Last week I had the privilege of attending the UCD Lyons research farm with a discussion group from Limerick.
The Lyons UCD trial herd was established to investigate the potential of an alternative higher input system of milk production to the grass-based model being advocated by Teagasc. The reasons for establishing the trial include: (i) concerns about increasing dairy numbers and environmental emissions; (ii) facilitating farm expansion post EU-milk quota removal for land limited and fragmented farms; and (iii) lack of available skilled labour on farms to deal with expanding animal numbers.
Both the UCD Lyons system and the Teagasc system have many similarities and the following principles are common to each: high grass utilisation, high EBI herds and compact spring calving systems. The main difference between the two systems is regarding the level of input and output.
Lyons UCD is feeding 1,500kgs of concentrate/cow and selling 600kgs milk solids/cow, whereas the Teagasc model is based on 400kgs concentrate and selling 475kgs milk solids/cow.

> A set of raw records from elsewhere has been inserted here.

PR #720, opened 2026-06-25
fix: prevent s3 download race conditions (breaks source validation)

daniel-ji:
To be merged in before #676.

During S3 source validation, sometimes an *.mdoc file will end up half-downloaded due to race conditions from multiple pytest-xdist workers that are all trying to download the same file from S3 into the same temp path. A worker may then read a half-written / empty file, causing flaky validation tests. Fix the root problem here by downloading the entire file to a random temp file, and then atomically copying it over so there's never a half-written downloaded file.

### DIFF
--- a/ingestion_tools/scripts/common/fs.py
+++ b/ingestion_tools/scripts/common/fs.py
@@ -7,6 +7,7 @@ from abc import ABC, abstractmethod
 from hashlib import md5
 from io import TextIOBase
 from typing import Any
+from uuid import uuid4
 
 import boto3
 from s3fs import S3FileSystem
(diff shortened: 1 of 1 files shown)


uermel (approved):

ingestion_tools/scripts/common/fs.py
```diff
@@ -106,7 +107,11 @@ def localreadable(self, path: str) -> str:
             if remote_checksum == local_checksum:
                 print(f"Skipping re-download of {path}")
                 return local_dest_file
-        self.s3fs.get(path, local_dest_file)
+        # Download to a unique temp file then atomically move it into place to prevent race conditions with half-written files.
+        os.makedirs(os.path.dirname(local_dest_file), exist_ok=True)
+        tmp_dest_file = f"{local_dest_file}.{os.getpid()}.{uuid4().hex}.part"
+        self.s3fs.get(path, tmp_dest_file)
+        os.replace(tmp_dest_file, local_dest_file)
```
uermel, line 114: Does it really address the race? Couldn't it still race during the move?

daniel-ji: I believe the replace is atomic, done in one go - from not existing to full file contents, no in between.

https://docs.python.org/3/library/os.html#:~:text=os.replace,a%20POSIX%20requirement).

uermel: Makes sense, good to go then!

PR #726, opened 2026-06-27
fix: show errors on submitted jobs and fail fast on missing aws infra

daniel-ji:
When submitting jobs with `enqueue_runs.py`, make sure that any failed job submission shows an error (so that when a job doesn't even get submitted properly to AWS Step Functions, you get an error, and aren't left wondering why your job is not showing up on the Executions list of jobs).

Also show an error when AWS infra doesn't exist when you try to submit a job (an even earlier check to surface any errors).

### DIFF
--- a/ingestion_tools/scripts/enqueue_runs.py
+++ b/ingestion_tools/scripts/enqueue_runs.py
@@ -3,7 +3,7 @@ import logging
 import os.path
 import re
 import time
-from concurrent.futures import ProcessPoolExecutor, wait
+from concurrent.futures import ProcessPoolExecutor, as_completed
 from functools import partial
 from typing import Any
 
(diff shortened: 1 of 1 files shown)


ingestion_tools/scripts/enqueue_runs.py
```diff
@@ -86,6 +86,19 @@ def cli(ctx):
...
+    """Wait for all submitted jobs, re-raising any errors instead of swallowing them."""
+    errors = 0
+    for future in as_completed(futures):
+        try:
+            future.result()
+        except Exception:
+            errors += 1
+            logger.exception("Failed to submit job")
+    if errors:
+        raise RuntimeError(f"{errors} of {len(futures)} job submissions failed; see logs above.")
```
uermel, line 99: This means that the CLI will need to continue running for the entirety of ingestion?

daniel-ji: the future.result() does not wait for the full job to finish because the future is the future returned by the process pool submit call. that future is the result of run_job, which just returns details of the job submission, not actual job results (and will also error if the job submission failed).

this pr is for issues like when you try to run db import with the wrong aws profile for the environment, so the job submission fails because that environment's infra (wdl files, state machine) doesn't exist in the account the credentials point to (might be speaking from personal experience lol). https://docs.aws.amazon.com/boto3/latest/reference/services/stepfunctions/client/start_execution.html#:~:text=RETURNS%3A-,Response%20Syntax,-%7B%0A%20%20%20%20%27executionArn%27

uermel: ah, that sounds reasonable.

uermel (approved):

PR #727, opened 2026-06-29
feat: Update unroofing configs.

uermel:
Relates to

## Description
Replace tomograms and downsampled tiltseries by reprocessed variants.

### DIFF
--- a/ingestion_tools/dataset_configs/10427.yaml
+++ b/ingestion_tools/dataset_configs/10427.yaml
@@ -1,17 +1,22 @@
 alignments:
 - metadata:
-    format: IMOD
+    format: ARETOMO3
+    is_portal_standard: true
     method_type: fiducial_based
   sources:
-  - source_multi_glob:
-      list_globs:
-      - alignmentfiles/{run_name}_binalign8_fid.tlt
-      - alignmentfiles/{run_name}_binalign8_fid.xf
+  - source_glob:
+      list_glob: reprocessed/{run_name}_*/{run_name}_*.aln
 annotations: []
 collection_metadata:
 - sources:
   - source_glob:
       list_glob: mdocs/{mdoc_name}
+ctfs:
+- metadata:
+    format: CTFFIND
+  sources:
+  - source_glob:
+      list_glob: reprocessed/{run_name}_*/{run_name}_*_CTF.txt
 dataset_keyphotos:
 - sources:
   - literal:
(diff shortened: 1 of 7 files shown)


ingestion_tools/dataset_configs/10427.yaml
```diff
@@ -292,7 +297,7 @@ tiltseries:
       model: TITAN KRIOS
     microscope_optical_setup:
       energy_filter: Gatan Quantum LS
-    pixel_spacing: 8.627
+    pixel_spacing: 2.157
```
daniel-ji, line 300: this pixel_spacing appears to be stale (from the older IMOD spacings, but the AreTomo3 pixel spacings are slightly different). This value should be `2.165` based on the headers.  Applies for this dataset (10427) and also 10431, 10432, 10433, 10434, 10435

for example see `s3://cryoetportal-rawdatasets-dev/kem_sochacki_06_2024/grid02/reprocessed/tomo_c2c1_11_16886/tomo_c2c1_11_16886.mrc`

ingestion_tools/dataset_configs/10427.yaml
```diff
@@ -325,24 +330,108 @@ tomograms:
...
     is_visualization_default: true
+    offset:
+      x: 0
+      y: 0
+      z: 0
+    processing: filtered
+    reconstruction_method: WBP
+    reconstruction_software: AreTomo3 v2.1.10
+    tomogram_version: 1
+    voxel_spacing: 8.627
```
daniel-ji, line 350: this voxel_spacing appears to be stale (from the older IMOD voxel spacings, but the AreTomo3 voxel spacings are slightly different). This value should be `8.66` based on the headers.  Applies for this dataset (10427), not only this tomogram, but the other two tomogram entries here, and also for 10431, 10432, 10433, 10434, 10435.

example file: `s3://cryoetportal-rawdatasets-dev/kem_sochacki_06_2024/grid02/reprocessed/tomo_c2c1_11_16886/tomo_c2c1_11_16886_ts_Vol.mrc`

daniel-ji (changes requested):

ingestion_tools/dataset_configs/10427.yaml
uermel: no, that's incorrect. They were processed at a uniform spacing even though that's not correct. The values in the configs reflect the actual correct ones.

ingestion_tools/dataset_configs/10427.yaml
uermel: No, same as above.

daniel-ji (approved):

PR #139, opened 2018-04-13
Fixed test failures for invalid font size

hugbug:
This PR fixes:

>All unit tests error messages such as "Line 0. Invalid size '10pt'. Replaced by '12'." are originated in lomse_ldp_analyser.cpp, line 361, method float get_font_size_value(). I do not understand why. Received parameter should be something as "10pt".

It attempts to read from `istream` a text such as "10pt" whereas the intention was to read the text with stripped suffix such as "10".

It seems libstdc++ (used on Linux) reads until the first non-digit character and succeed (and therefore the bug went unnoticed). With libc++ (clang) any non-digit character causes reading failure. From my understanding of description of `operator >>` the clang's behaviour is the correct one.


cecilios:
Thank you

PR #142, opened 2018-04-16
Replacing boost::format with std::stringstream

hugbug:
As part of eliminating dependency from `boost` we replace `boost::format` with an alternative solution which relies on standard library only.

I've made two variants of the replacement:
- the one which uses `std::stringstream`;
- and another one with an own `printf`-like function;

There are pros and cons to both systems. The UCD system is likely to give greater returns in a good milk price year, whereas the Teagasc model may prove more profitable on a low milk price year.
The Teagasc model is based on the farmer taking two months off from milking duties in December and January whereas the UCD model is based on every cow milking for 305days, regardless of calving date, which inevitably starting the milking machine every day of the year.
So which system is more profitable? Profit monitor data will generally tend to suggest that both systems can be equally profitable when run at high levels of efficiency.
Anecdotally, at a profit monitor meeting last spring with one of my discussion groups, the two most profitable farmers were the ones with highest level of meal feeding per cow and the man with the lowest level of meal feeding per cow, but both were excellent farmers running their farms at extremely high levels of efficiency.
As can be seen from Table 1, nationally we are feeding our cows 1,008kgs per cow, so our cows are already getting a decent amount of feed.
However, we are only getting 372kgs of milk solids of a return from our cows for this level of meal feeding.
Feeding high levels of meal can be economical as long as the cow is giving it back to you in the form of milk.
However, the figures in the table below tend to suggest that on a national level, we are not getting the milk back from the cow to the extent that we should be.
The Teagasc model has often drawn criticism from many quarters mainly due to the low level of meal feeding advocated. However, this model of dairying is a low risk model capable of surviving the ups and downs of milk price.
As the national research and advisory body, it would not be prudent of us to be advising farmers across the country to increase the already high level of meal feeding to push our national milk output per cow to achieve a probable figure of barely in excess of 400kgs milk solids per cow.
The economics of this simply would not stack up.
In light of this, is there a role for the Lyons UCD model in an Irish dairying context? Yes, there is, but only on farms that are run at the very highest level of technical efficiency.